Why I still shoot film

2009/09/02

Those of y’all who’ve read my various blatherings about photography will probably know by now that I still occasionally shoot film – and archaic film cameras, to boot. I could probably attempt to write up a long-winded explanation of why I do this, [1] but rather than do that, I’ll show you. [2]

RetIIc-ORF_Mansard01

I shot this photo on Fuji’s amazing Fujichrome Velvia ISO 100 color reversal slide film. While this film has its detractors (and ardent supporters), something to take away from the above image is that while it is a scan of the original slide, it involved minimal post-processing. This won’t mean too much until I mention the camera and meter I was using: a Kodak Retina IIc and my Minolta Spotmeter F. While the latter is rather sophisticated, the former was not nearly as sophisticated as its contemporaries (nor was it intended to be). To make things even more interesting, the rangefinder on my Retina IIc doesn’t work, so I had to use it as a scale-focused snapshot camera. [3]

The point of all this is that while there have been plenty of claims over the past few years about the supremacy of digital cameras over their film counterparts, the only way for me to produce results similar to the above photo with my digital camera is to manipulate the living hell out of the original image in post-processing. I have yet to use a digital camera that could produce results like this without substantial manipulation. Given that the slides can be scanned with relatively little effort, [4] one can effectively combine the best of both media types, namely, maintaining the archival advantages of slides with the ease-of-use attendent to using digital media.

And seriously…just look at those colors. Certainly, there are situations where such highly saturated colors wouldn’t be desirable (I suspect that the film would not lend itself to portraiture, for example), but in situations such as this? What else can I say, but to check out the photo again?

Enjoy.

Notes:

[1]: Besides saying “because I want to,” that is. Even though, at the end of the day, that is my primary motivation. Having been educated in the ways of a design-oriented profession, however, I have been trained to instinctively shy away from such simplistic explanations, even if I have few other motivations.
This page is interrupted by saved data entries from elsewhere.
PR #5723, opened 2022-08-26
CBG-2306: Add REST API support for unsuspending a database

IsaacLambat:
CBG-2306

- If running in serverless, when requesting a database context
	- Check if database is active
	- If not, check authentication
	- If it's not loaded, an attempt to unsuspend it is done
	- If it's not suspended, then an attempt to load it from the buckets is done
- Added testing
- Split GetDatabase up

## Pre-review checklist

## Dependancies
- [x] #5722 

- [x] `xattrs=true` https://jenkins.sgwdev.com/job/SyncGateway-Integration/906

### DIFF
--- a/base/error.go
+++ b/base/error.go
@@ -217,6 +217,14 @@ func IsDocNotFoundError(err error) bool {
 	}
 }
 
+// IsHTTPErrorStatusNotFound returns true if the error is a HTTP Error with the status 404 Not Found
+func IsHTTPErrorStatusNotFound(err error) bool {
+	if httpError, ok := err.(*HTTPError); ok && httpError.Status == http.StatusNotFound {
+		return true
+	}
+	return false
+}
+
 // MultiError manages a set of errors.  Callers must use ErrorOrNil when returning MultiError to callers
 // in order to properly handle nil checks on the returned MultiError
 //  Sample usage:
--- a/base/error.go
+++ b/base/error.go
@@ -217,14 +217,6 @@ func IsDocNotFoundError(err error) bool {
 	}
 }
 
-// IsHTTPErrorStatusNotFound returns true if the error is a HTTP Error with the status 404 Not Found
-func IsHTTPErrorStatusNotFound(err error) bool {
-	if httpError, ok := err.(*HTTPError); ok && httpError.Status == http.StatusNotFound {
-		return true
-	}
-	return false
-}
-
 // MultiError manages a set of errors.  Callers must use ErrorOrNil when returning MultiError to callers
 // in order to properly handle nil checks on the returned MultiError
 //  Sample usage:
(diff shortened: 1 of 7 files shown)


rest/handler.go
```diff
@@ -266,24 +266,25 @@ func (h *handler) invoke(method handlerMethod, accessPermissions []Permission, r
 	// look up the database context:
 	var dbContext *db.DatabaseContext
 	if keyspaceDb != "" {
+		if shouldCheckAdminAuth {
+			// Confirm admin port is authorized before attempting to load db
+			authorized, err := h.checkAdminAuthenticationOnly()
```
adamcfraser: This looks like it's going to make two calls to the permissions endpoint for all admin requests (here and on line 426), which we want to avoid. (the previous usage of checkAdminAuthenticationOnly was only in the case where the database didn't exist and we were determining whether to return 404 or 403).

adamcfraser (changes requested):

base/error.go
```diff
@@ -217,6 +217,14 @@ func IsDocNotFoundError(err error) bool {
 	}
 }
 
+// IsHTTPErrorStatusNotFound returns true if the error is a HTTP Error with the status 404 Not Found
+func IsHTTPErrorStatusNotFound(err error) bool {
```
adamcfraser: It looks like we're only using this in the context of GetActiveDatabase returning not found.  I don't think it makes sense to format the error as an HTTP error, and then have to parse that error again to see if it represents 'not found'.  Can we just have GetActiveDatabase return a non-HTTP error like ErrNotFound, or have it return a flag for found/not found?  Our rest handlers call ErrorAsHTTPStatus when returning errors, so I don't think we need to prematurely convert to an HTTP error.

rest/handler.go
```diff
@@ -267,24 +267,30 @@ func (h *handler) invoke(method handlerMethod, accessPermissions []Permission, r
...
 					}
-
-					if authorized {
+					if !authorized {
+						return base.HTTPErrorf(http.StatusUnauthorized, "")
+					}
+				}
+				dbContext, err = h.server.GetInactiveDatabase(h.ctx(), keyspaceDb)
+				if err != nil {
+					base.InfofCtx(h.ctx(), base.KeyHTTP, "Error trying to get inactive db %s: %v", base.MD(keyspaceDb), err)
```
adamcfraser: If this is a not found error, I think that's an expected error case that doesn't require info-level logging.   I think we should only log in the case of an unexpected error.

rest/serverless_test.go
```diff
@@ -22,6 +22,7 @@ import (
 
 // Tests behaviour of CBG-2257 to poll only buckets in BucketCredentials that don't currently have a database
 func TestServerlessPollBuckets(t *testing.T) {
+	base.LongRunningTest(t)
```
adamcfraser: I'm not sure why these need to be added (and in one case below it's being added redundantly).  What aspect of these tests are inherently long-running?

adamcfraser (changes requested):
Overall approach looks good, but a question about how HTTPError is being used.

rest/serverless_test.go
IsaacLambat: Originally, I added this when each of the serverless tests where taking over 10 seconds, however now seem to be faster locally. 

Don't know what's caused it to be faster (whether it was a laptop issue or the conversion to using the rest tester for all the tests or general test framework improvements) however this is great as the tests are much faster now.

adamcfraser (approved):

But let’s face it…the primary reason I still shoot film is because I want to.

[2]: Er, yes…that whole “a picture is worth a thousand words” deal. Considering how long-winded some of my posts end up, it’s probably a good thing that I sidestep the writing in this manner.

[3]: Of course, given that this is a Kodak camera, using it to take quick snapshots is actually part of the standard Kodak milieu.

[4]: Okay, to be fair, you’ll have to pay for the film, processing, and scanning, unless you own your very own slide scanner (most of which are still obscenely expensive); even so, you’ll still need to pay for the film and processing. Being a film targeted primarily at professionals, it doesn’t come cheap, either. [*] On the other hand, I also find it difficult to argue with results. Given the unique look of the results, it might be worth carrying around a roll or two and a point-and-shoot film camera for vacations, or such “special” events.

[5]: I should also point out that shooting this film was actually something of a happy accident; at the time I purchased the film, I had no idea that it was slide film, or what kind of results to expect from it. I suppose the fact that the processing type required was E-6 (as opposed to the standard color film C-41 process) should have tipped me off, but it did not. Surprise!

[*]: If you happen to reside in the great state of Virginia, and are near one of the larger cities/towns, I highly recommend availing yourself of the services offered by Richmond Camera. I have been taking advantage of their film services for several years now, and have been consistently satisfied with their results. All of their film processing takes place at a central lab located, appropriately enough, in Richmond, so you’ll need to wait a couple of days to get your film back; most of the time, the wait does not exceed two or three days, so it isn’t that bad. Check out their website for additional information about their services, as well as the retail products they offer. Note that they also offer digital services, as well, so if you don’t have the fortitude to venture into the wonderful world of film, you can still satisfy your electronic needs there, as well.